Though Mateo hates the brace no matter how many hours he has to wear it. He fights us every night unless we distract him. I do hope it gets easier since he has to wear it to bed for three years. The reason he has to wear it for so long is because there is a 70% chance of reoccurrence if we don’t stay compliant with the brace.

Though I am so concerned when he gets older and tries to jump out of his crib like Diego did, I will cross that bridge when I get to it. Right now I am so grateful to the doctors who did a great job straightening out his foot. You would never know which foot was the clubfoot. I never realized how common this condition was until my son had it. I had so many people tell me their child had it or they knew someone who had it. It does help knowing you are not alone. Living in community is the best way to deal with any unexpected challenges. I am so looking forward to taking the brace off for the last time and closing that chapter. I keep picturing the scene in Forest Gump as Forest starts running and the brace flies off his feet. Run, Mateo, Run!

 

 

Comments 4
    • Emily Taylor
    • 2 months

    Oh goodness, sounds like my own journey with my son. He was born with a clubbed foot, and it was so painful to learn he did. Yes, it could have been worse, but it’s something that you’re not prepared to hear. And seeing him in all those casts and braces, and going through surgeries broke my mama heart. God bless you. You’re not alone!!

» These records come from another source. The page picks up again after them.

PR #20, opened 2018-06-03
Update proofreading interface help

cpeel:
These are updates to the proofreading interface help to reflect
the changes made in the DPOD wiki. Updates courtesy of lhamilton.

### DIFF
--- a/faq/prooffacehelp.php
+++ b/faq/prooffacehelp.php
@@ -19,21 +19,17 @@ if ( $i_type == 0 )
 {
     output_header('Standard Proofreading Interface Help', NO_STATSBAR);
     echo "
-    <center>
-    <h2>Standard Proofreading Interface Help</h2>
-    <br>
+    <h1>Standard Proofreading Interface Help</h1>
     <table>
     <tr><td>Updated</td><td>05/24/2018</td><td>lhamilton</td></tr>
     </table>
-    </center>
     ";
 }
 else
 {
     output_header('Enhanced Proofreading Interface Help', NO_STATSBAR);
     echo "
-    <center>
-    <h2>Enhanced Proofreading Interface Help</h2>
+    <h1>Enhanced Proofreading Interface Help</h1>
     Version 1.3<br>
     <br>
     <table>
@@ -44,7 +40,6 @@ else
     <tr><td>Updated</td><td>05/24/2005</td><td>pourlean</td></tr>
     <tr><td>Updated</td><td>05/24/2018</td><td>lhamilton</td></tr>
     </table>
-    </center>
     ";
 }
 
@@ -52,7 +47,7 @@ else
 
 ?>
 
-<h3>Introduction</h3>
+<h2>Introduction</h2>
 
 <p>
 To understand the interface,
@@ -81,7 +76,6 @@ They are:
     or else this partially-proofread page may move to the next round
     when the rest of the project does!
     </li>
-    <br>
 
     <li>
     <b><a name=progr>"IN PROGRESS"</a></b>:
@@ -95,7 +89,6 @@ They are:
     If you do not complete them,
     eventually the system will reclaim them for someone else to proofread.
     </li>
-    <br>
 
     <li>
     <b><a name=return>"RETURN TO ROUND"</a></b>
@@ -107,7 +100,6 @@ They are:
     Whoever next clicks on the "Start Proofreading" link for this project
     will get the page to proofread.
     </li>
-    <br>
 
     <li>
     <b><a name=bad>"BAD"</a></b>
@@ -557,7 +549,7 @@ else
 {
 ?>
 
-<CENTER><DIV ALIGN="CENTER"><TABLE
+<DIV ALIGN="CENTER"><TABLE
 BORDER="1" WIDTH="630" CELLPADDING="6">
 
 <TR><TD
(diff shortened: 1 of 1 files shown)


lhamilton1:
Approved

faq/prooffacehelp.php
```diff
@@ -21,6 +21,10 @@
     echo "
     <center>
     <h2>Standard Proofreading Interface Help</h2>
+    <br>
+    <table>
+    <tr><td>Updated</td><td>05/24/2018</td><td>lhamilton</td></tr>
```
wf49670: Suggestion: Use ISO standard date format, 2018-05-24

(Though, I see we use US format below, so maybe consistency is best.)

cpeel: Yes, I'd prefer ISO-8601 as well but I think we should be consistent with the other dates in this file.

faq/prooffacehelp.php
```diff
@@ -596,12 +637,13 @@ function echo_row( $name, $tooltip, $button_image_base, $accelerator )
 <P><A NAME="ikeys"> </A> <P><FONT SIZE="+1">Accelerator Keys (accesskeys)</FONT><P></TD></TR>
 <TR>
 <TD VALIGN="TOP" COLSPAN="2">
-Several of the commonly used interface buttons have been assigned an accesskey value.
+<p>These accelerator keys may not work for everyone.</p>
```
wf49670: I would say: ... everyone, and the modifier key (shown as Alt below) may be different depending on your Operating System and browser.

faq/prooffacehelp.php
```diff
@@ -697,6 +739,16 @@ function echo_row( $name, $tooltip, $button_image_base, $accelerator )
 <h4>Common Tags</h4>
 
 <p>
+You may sometimes find formatting already present in the text.
+Do not add or correct this formatting information; the formatters
+will do that later in the process. However, you can remove it if
+it interferes with your proofreading. The &lt;x&gt; button in the
```
wf49670: It's not &lt;x&gt;
Rather, it is &lt;x&gt; but struckthrough, and should be shown that way.

faq/prooffacehelp.php
```diff
@@ -752,20 +804,23 @@ function echo_row( $name, $tooltip, $button_image_base, $accelerator )
 </p>
 
 <h5>Shortcuts to insert common tags</h5>
+<p>
+    These shortcuts may not work for everyone.
```
wf49670: ... for everyone, and the Alt may be a different key combination depending on your Operating System and browser.

faq/prooffacehelp.php
```diff
@@ -752,20 +804,23 @@ function echo_row( $name, $tooltip, $button_image_base, $accelerator )
...
 <table border='1'>
   <tr><td>
-    Bold
+    Bold (Proofreaders do not add bolding codes)
   </td><td>
     Alt-b
   </td></tr>
   <tr><td>
-    Italics
+    Italics (Proofreaders do not add bolding codes)
```
wf49670: bolding -> italic

faq/prooffacehelp.php
```diff
@@ -752,20 +804,23 @@ function echo_row( $name, $tooltip, $button_image_base, $accelerator )
...
   </td><td>
     Alt-i
   </td></tr>
   <tr><td>
-    Small caps
+    Small caps (Proofreaders do not add bolding codes)
```
wf49670: bolding -> Small caps

faq/prooffacehelp.php
cpeel: Please coordinate with @lhamilton1 on the wording of this, whatever you both decide is fine with me and needs to be updated on the wiki as well.

faq/prooffacehelp.php
cpeel: Ditto, please coordinate with @lhamilton1.

faq/prooffacehelp.php
cpeel: Fixed, thanks.

faq/prooffacehelp.php
cpeel: Fixed, thanks.

faq/prooffacehelp.php
cpeel: Good catch, fixed.

lhamilton1:
I'm OK with the changes, Walt suggest. Once it's in Test I'll take a close look to double-check but liked the added phrasing.

    On Monday, June 4, 2018, 11:30:42 AM EDT, Casey Peel <notifications@github.com> wrote:  
 
 
@cpeel commented on this pull request.

In faq/prooffacehelp.php:
> @@ -596,12 +637,13 @@ function echo_row( $name, $tooltip, $button_image_base, $accelerator )
 <P><A NAME="ikeys"> </A> <P><FONT SIZE="+1">Accelerator Keys (accesskeys)</FONT><P></TD></TR>
 <TR>
 <TD VALIGN="TOP" COLSPAN="2">
-Several of the commonly used interface buttons have been assigned an accesskey value.
+<p>These accelerator keys may not work for everyone.</p>

Please coordinate with @lhamilton1 on the wording of this, whatever you both decide is fine with me and needs to be updated on the wiki as well.

faq/prooffacehelp.php
cpeel: Updated.

faq/prooffacehelp.php
cpeel: Updated.

faq/prooffacehelp.php
```diff
@@ -569,6 +604,7 @@ function echo_row( $name, $tooltip, $button_image_base, $accelerator )
 echo_row( 'Change Interface Layout', 'Change Interface Layout', 'bt4+bt5', '6' );
 // echo_row( 'Check for Common Errors', 'Check for Common Errors', 'bt6', '' );
 echo_row( 'Run WordCheck', 'Run WordCheck', 'bt16', '' );
+echo_row( 'Preview', 'Format preview', 'bt20', '' );
```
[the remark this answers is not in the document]
cpeel: No. The left one is what will be displayed on the Standard Interface button, and selects the text, and the right is the tooltip.

faq/prooffacehelp.php
```diff
@@ -569,6 +604,7 @@ function echo_row( $name, $tooltip, $button_image_base, $accelerator )
 echo_row( 'Change Interface Layout', 'Change Interface Layout', 'bt4+bt5', '6' );
```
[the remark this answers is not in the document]
cpeel: There was some invalid HTML (not escaping tooltips in HTML attributes) but that wasn't the problem. The problem is `lang_dir()` cruft that needs to be removed. I'll follow up with a separate PR for that.

PR #21, opened 2018-06-03
Allow denying user-requested access

cpeel:
In addition to grant/revoke, admins and evaluators have the ability to deny a request for access too. This fixes a regression from the merge of cleanup_users_table in commit a99d656f.

### DIFF
--- a/pinc/User.inc
+++ b/pinc/User.inc
@@ -148,6 +148,11 @@ class User
         $this->_change_access("request", $activity, 'n/a', $use_access_suffix);
     }
 
+    public function deny_access($activity, $requester, $use_access_suffix=TRUE)
+    {
+        $this->_change_access("deny_request_for", $activity, $requester, $use_access_suffix);
+    }
+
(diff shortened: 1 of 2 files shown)


srjfoo:
It looks good to me, but I don't trust my code-reviewing abilities well enough not to want someone else to look at it. However, when the code was available in Casey's sandbox, I did test it, and it worked as it was supposed to.

pinc/User.inc
```diff
@@ -158,6 +163,8 @@ class User
         $userSettings =& Settings::get_Settings($this->username);
         if($action_type == "request")
             $userSettings->set_value("$activity$suffix", "requested");
+        elseif($action_type == "deny_request_for")
```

  • This is a really amazing and inspirational story. I’ve never heard of this before, but feel that every momma has her own challenges with each sweet babe. Best of luck as you continue to help your little one through the process. Thank goodness for modern medical techniques that make this kind of thing manageable. Xoxo

    • madrilt@gmail.com
    • 2 months

    Thanks Emily! It does help to know I am not alone. you are so right, It was news that we totally wasn’t expecting. Lots of emotions and trying not to freak out at the news, LOL

    • madrilt@gmail.com
    • 2 months

    Thanks Kristina! Yes, we thanked God many times for the advancement of technology, it amazes me what they can do now for anything!